• _ABOUT THIS EXERCISE_: When a line of the entries below contains "couldn", it counts once; state how many such lines there are and nothing else.

• _Collected data_:
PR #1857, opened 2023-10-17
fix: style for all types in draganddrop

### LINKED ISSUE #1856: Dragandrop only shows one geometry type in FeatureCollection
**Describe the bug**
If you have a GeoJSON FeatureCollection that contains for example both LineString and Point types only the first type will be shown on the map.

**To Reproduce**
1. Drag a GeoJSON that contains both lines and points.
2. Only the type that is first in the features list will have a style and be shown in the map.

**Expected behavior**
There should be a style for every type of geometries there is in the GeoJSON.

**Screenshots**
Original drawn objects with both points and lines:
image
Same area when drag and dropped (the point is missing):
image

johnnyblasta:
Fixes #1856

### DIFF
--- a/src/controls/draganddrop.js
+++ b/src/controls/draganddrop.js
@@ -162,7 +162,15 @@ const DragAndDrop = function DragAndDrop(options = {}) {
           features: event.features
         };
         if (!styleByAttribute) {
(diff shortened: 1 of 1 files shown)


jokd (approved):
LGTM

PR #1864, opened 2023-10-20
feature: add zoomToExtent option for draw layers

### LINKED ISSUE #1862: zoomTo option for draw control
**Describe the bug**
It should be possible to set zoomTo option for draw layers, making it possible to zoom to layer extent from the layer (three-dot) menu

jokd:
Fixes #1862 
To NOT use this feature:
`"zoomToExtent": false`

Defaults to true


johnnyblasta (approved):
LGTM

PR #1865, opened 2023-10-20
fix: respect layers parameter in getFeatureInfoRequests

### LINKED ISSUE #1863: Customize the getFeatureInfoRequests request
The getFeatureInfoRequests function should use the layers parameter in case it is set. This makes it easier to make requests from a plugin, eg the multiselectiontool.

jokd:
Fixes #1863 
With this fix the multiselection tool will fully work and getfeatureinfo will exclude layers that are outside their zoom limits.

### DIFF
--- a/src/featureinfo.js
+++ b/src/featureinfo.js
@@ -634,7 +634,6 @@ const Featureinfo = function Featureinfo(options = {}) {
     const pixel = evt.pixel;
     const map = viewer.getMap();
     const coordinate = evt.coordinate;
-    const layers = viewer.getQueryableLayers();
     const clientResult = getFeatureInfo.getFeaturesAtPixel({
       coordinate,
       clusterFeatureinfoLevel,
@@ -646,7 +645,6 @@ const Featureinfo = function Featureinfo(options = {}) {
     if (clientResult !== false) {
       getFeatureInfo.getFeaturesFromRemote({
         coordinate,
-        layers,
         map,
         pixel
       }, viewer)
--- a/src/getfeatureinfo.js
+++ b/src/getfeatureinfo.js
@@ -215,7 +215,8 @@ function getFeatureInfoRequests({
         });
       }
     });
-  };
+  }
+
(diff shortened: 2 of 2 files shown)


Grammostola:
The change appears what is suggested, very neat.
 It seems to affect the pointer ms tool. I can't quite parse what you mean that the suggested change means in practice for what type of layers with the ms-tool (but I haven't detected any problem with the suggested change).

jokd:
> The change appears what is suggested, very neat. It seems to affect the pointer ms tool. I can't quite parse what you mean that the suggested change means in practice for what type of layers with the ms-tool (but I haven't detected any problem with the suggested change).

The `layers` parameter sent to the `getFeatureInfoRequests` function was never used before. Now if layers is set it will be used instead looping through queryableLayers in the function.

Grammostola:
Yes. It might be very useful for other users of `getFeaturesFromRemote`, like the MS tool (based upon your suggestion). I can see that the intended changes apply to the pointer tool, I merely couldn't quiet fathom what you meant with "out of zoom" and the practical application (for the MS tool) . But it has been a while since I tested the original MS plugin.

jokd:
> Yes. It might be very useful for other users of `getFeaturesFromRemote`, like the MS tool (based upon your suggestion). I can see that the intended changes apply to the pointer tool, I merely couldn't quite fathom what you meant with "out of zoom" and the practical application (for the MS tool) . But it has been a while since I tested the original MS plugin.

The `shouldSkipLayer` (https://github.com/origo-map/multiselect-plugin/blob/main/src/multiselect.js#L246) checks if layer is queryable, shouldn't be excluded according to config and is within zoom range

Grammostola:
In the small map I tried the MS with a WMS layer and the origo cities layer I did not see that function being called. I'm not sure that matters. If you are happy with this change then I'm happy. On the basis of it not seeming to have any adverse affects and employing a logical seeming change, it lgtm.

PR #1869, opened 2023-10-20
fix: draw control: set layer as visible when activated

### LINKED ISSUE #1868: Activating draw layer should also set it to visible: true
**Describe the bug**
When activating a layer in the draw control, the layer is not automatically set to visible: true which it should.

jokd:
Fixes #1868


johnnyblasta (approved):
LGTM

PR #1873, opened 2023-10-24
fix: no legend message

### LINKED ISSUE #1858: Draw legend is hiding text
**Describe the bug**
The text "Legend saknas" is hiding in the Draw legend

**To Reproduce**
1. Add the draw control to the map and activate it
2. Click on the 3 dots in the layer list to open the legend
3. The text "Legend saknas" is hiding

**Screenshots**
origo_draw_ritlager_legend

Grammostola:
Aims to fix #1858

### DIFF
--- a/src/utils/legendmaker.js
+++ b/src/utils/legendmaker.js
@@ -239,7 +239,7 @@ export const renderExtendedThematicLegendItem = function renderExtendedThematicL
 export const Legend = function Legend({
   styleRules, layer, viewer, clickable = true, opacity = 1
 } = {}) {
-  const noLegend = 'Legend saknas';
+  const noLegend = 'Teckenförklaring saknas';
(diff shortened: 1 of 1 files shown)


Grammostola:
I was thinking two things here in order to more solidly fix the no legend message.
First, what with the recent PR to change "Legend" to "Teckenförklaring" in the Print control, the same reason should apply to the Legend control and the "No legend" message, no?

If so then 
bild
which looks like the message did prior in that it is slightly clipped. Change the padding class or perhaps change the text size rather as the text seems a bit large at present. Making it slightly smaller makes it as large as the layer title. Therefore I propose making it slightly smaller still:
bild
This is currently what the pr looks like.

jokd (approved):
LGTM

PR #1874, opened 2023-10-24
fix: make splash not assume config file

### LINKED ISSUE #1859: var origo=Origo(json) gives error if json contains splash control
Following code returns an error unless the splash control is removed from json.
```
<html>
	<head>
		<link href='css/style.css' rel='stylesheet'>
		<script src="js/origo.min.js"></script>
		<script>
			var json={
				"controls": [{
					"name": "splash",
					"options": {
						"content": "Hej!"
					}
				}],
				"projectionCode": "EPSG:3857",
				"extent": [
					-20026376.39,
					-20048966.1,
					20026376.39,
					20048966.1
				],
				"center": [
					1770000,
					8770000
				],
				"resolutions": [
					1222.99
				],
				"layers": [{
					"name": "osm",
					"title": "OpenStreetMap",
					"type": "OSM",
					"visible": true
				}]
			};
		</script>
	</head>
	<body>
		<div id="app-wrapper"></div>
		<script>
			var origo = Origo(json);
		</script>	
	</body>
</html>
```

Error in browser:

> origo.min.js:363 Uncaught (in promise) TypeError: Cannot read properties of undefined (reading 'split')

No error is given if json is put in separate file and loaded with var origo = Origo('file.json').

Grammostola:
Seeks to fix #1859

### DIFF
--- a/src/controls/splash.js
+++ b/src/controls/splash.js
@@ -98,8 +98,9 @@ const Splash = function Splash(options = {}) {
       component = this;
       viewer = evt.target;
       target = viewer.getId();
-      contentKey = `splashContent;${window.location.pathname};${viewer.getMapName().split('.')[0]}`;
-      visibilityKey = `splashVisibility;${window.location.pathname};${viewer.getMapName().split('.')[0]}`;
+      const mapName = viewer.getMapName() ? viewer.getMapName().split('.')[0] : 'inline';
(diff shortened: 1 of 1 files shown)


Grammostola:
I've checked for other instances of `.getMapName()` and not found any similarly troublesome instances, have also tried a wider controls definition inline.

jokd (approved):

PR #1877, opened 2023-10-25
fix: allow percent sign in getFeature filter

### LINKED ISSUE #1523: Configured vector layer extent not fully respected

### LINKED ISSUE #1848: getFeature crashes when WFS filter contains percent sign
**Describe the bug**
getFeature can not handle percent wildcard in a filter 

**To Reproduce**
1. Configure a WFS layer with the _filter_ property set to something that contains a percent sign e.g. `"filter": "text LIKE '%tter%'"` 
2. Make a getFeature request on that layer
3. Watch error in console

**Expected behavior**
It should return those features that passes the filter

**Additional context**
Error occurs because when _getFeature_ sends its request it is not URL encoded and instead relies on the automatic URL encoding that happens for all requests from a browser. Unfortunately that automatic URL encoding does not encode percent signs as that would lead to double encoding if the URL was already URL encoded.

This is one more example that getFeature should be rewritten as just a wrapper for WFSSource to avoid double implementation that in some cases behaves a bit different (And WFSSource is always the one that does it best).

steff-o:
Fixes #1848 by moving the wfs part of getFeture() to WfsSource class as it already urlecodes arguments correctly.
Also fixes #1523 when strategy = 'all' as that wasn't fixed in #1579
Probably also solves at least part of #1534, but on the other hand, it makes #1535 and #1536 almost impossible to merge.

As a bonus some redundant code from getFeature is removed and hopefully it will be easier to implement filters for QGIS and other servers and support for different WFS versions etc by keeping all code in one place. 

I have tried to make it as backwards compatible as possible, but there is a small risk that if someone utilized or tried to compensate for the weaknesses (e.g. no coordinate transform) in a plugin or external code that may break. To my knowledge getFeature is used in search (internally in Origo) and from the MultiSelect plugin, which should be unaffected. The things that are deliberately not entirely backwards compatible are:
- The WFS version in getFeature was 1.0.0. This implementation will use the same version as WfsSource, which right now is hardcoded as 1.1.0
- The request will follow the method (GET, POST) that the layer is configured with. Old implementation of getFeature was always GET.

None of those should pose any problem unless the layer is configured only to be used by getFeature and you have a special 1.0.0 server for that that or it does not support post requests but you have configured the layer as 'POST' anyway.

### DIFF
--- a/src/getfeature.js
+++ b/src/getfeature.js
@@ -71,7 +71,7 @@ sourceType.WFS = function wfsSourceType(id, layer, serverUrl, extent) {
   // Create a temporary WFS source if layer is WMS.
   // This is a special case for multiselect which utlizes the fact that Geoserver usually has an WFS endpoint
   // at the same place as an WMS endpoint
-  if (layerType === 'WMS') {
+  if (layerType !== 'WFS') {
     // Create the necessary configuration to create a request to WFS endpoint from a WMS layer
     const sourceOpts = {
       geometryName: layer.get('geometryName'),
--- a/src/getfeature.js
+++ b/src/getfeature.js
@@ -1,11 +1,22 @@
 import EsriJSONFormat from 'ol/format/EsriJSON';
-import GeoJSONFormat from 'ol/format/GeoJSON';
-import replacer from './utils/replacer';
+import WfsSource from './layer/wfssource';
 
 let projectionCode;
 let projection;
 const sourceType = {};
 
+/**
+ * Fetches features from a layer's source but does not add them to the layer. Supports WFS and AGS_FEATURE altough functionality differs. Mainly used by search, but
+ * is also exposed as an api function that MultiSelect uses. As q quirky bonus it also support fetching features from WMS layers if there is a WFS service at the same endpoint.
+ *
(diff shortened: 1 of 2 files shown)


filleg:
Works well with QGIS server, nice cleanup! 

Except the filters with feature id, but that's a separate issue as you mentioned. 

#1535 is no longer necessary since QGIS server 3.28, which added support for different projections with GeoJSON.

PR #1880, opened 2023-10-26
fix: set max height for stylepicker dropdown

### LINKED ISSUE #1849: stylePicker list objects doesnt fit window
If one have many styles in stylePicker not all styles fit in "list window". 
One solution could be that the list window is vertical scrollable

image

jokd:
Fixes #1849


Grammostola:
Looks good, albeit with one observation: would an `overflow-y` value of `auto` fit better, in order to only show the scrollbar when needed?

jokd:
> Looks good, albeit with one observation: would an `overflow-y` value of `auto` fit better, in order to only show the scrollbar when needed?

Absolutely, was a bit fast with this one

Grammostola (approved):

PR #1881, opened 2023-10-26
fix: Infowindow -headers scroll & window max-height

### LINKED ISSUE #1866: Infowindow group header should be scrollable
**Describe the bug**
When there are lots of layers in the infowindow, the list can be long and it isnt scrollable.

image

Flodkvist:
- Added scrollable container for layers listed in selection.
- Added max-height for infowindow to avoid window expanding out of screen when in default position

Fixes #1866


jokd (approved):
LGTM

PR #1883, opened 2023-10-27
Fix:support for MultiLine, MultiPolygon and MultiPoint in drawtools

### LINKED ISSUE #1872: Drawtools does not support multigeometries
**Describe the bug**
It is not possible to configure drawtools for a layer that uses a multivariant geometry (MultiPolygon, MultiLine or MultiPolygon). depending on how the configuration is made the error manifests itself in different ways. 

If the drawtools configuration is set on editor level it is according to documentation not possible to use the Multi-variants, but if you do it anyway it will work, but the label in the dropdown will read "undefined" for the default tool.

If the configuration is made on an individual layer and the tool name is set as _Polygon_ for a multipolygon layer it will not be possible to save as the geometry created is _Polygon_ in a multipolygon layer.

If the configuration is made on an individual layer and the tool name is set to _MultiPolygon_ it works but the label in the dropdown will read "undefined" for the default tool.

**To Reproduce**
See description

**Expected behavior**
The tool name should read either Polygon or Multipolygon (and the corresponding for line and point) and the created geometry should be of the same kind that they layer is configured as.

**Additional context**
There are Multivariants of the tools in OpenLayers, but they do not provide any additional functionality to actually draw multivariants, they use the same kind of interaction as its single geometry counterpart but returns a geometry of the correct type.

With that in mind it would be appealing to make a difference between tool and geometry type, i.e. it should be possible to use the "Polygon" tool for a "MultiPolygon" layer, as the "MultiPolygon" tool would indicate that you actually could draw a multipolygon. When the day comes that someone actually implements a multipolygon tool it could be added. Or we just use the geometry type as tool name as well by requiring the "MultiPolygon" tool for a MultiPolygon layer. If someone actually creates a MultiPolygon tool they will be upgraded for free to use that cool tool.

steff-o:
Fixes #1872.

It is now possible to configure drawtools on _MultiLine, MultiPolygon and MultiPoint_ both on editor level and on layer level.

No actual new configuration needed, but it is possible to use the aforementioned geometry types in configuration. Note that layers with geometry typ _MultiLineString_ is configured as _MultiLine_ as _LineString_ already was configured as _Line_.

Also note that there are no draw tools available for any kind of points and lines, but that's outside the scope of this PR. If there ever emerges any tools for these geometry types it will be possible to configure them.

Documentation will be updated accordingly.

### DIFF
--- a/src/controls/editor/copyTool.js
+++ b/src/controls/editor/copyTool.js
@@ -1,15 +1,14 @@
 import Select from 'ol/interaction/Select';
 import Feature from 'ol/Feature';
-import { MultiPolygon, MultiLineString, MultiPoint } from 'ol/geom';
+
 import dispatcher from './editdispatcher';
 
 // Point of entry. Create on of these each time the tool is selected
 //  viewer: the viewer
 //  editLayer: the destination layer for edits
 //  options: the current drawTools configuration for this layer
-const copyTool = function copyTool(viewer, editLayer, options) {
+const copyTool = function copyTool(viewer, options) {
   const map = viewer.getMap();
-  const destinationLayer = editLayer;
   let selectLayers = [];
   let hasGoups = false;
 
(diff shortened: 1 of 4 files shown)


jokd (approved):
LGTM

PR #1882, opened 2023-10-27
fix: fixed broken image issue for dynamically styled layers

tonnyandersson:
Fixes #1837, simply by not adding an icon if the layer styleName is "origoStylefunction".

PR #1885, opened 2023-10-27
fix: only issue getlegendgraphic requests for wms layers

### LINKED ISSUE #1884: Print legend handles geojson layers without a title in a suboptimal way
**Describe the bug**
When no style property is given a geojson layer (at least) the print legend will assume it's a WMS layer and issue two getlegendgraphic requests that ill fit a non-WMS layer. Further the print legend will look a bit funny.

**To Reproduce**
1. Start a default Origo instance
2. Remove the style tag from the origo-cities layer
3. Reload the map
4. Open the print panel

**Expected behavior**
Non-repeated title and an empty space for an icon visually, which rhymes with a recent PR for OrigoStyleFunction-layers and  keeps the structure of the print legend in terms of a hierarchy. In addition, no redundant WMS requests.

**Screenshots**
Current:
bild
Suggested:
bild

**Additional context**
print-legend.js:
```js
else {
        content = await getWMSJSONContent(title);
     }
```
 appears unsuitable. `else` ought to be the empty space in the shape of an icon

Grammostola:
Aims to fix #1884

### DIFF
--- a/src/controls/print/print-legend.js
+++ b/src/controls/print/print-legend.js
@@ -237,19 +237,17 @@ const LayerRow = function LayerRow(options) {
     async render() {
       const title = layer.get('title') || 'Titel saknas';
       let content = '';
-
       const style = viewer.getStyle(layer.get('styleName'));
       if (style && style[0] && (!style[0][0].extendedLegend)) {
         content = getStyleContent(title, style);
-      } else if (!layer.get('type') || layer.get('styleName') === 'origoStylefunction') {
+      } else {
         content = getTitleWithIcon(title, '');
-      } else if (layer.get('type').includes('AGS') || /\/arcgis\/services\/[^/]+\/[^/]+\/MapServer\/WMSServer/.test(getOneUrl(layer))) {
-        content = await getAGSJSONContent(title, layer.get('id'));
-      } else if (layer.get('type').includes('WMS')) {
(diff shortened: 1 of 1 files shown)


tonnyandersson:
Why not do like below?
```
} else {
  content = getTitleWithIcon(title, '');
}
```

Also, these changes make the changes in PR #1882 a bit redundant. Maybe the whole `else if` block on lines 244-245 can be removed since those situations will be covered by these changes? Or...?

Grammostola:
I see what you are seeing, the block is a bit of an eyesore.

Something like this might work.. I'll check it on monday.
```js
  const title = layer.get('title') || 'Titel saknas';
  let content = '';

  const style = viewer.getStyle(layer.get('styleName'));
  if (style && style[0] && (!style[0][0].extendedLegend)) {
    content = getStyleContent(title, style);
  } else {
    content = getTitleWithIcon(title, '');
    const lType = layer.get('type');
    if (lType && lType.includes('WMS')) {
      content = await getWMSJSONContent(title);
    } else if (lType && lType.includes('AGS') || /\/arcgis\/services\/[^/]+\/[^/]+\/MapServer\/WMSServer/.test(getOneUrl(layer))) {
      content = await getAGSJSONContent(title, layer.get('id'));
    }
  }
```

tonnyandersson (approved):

• _SOLUTION TO THIS PROBLEM_: 2